Agree with the sibling comment, posting Claude's assessment that mirrors this analysis. Dismissive and cynical is a good way to put it.
X is not Y. It's X.
Hell, people said Lisp is an "AI programming language."
The lesson here might be that people say unhinged things about the new technology they hype for.
And second, this article is almost certainly AI-written, so the joke is on us for engaging with it.
It's a shallow, post-hoc, mystic rationalization that ignores all the work in multiple fields that actually converged to get us to this point.
What AI out there now is coming up with ideas for articles?
This all happened without anyone even looking for a way to create intelligence.

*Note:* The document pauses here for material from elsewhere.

PR #544, opened 2026-07-12
perf(validator): hoist the BTC chain tip out of the per-leg confirmation loop

anderdc:
Port of the shipped **SOL** tip hoist (#542 / #543) to the **Bitcoin** provider — the same "fetch the tip once per pass, not once per leg" change, one function.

The biggest step in AI was the invention of the artificial neural network. However, it is still a copy of nature's work, and in fact you could argue that even the inventor is nature's work. So there's a big argument in favor of "it arrived".
I recently bought whey protein powder that doesn't come from milk. It was synthesized by human-engineered microbes. Did this invention "arrive"?
We invented AI. That the structure of a neuron inspired one subsystem architecture framework offers nothing essentialist or sacrosanct to the whole enterprise.
Sticks were our first clubs, but we don't limit our design and engineering for tools or weapons to the nature of trees. We extract good principles and invent the form as well as, often, the function.
I think the framing is dead on.
The author probably just means LLMs. And that's really all you need to know about the quality of this article.
No AI researcher from 2010 would predict that transformer architecture (if we could send them the description back in time), SGD, and Web crawling could lead to a very coherent and useful LMs.
Hold my beer
realitydrift•21h ago
At scale, any compression system faces a tradeoff between entropy and fidelity. As these models absorb more language and feedback, meaning doesn’t just get reproduced, it slowly drifts. Concepts remain locally coherent while losing alignment with their original reference points. That’s why hallucination feels like the wrong diagnosis. The deeper issue is long run semantic stability, not one off mistakes.
The arrival moment wasn’t when the system got smarter, but when it became a dominant mediator of meaning and entropy started accumulating faster than humans could notice.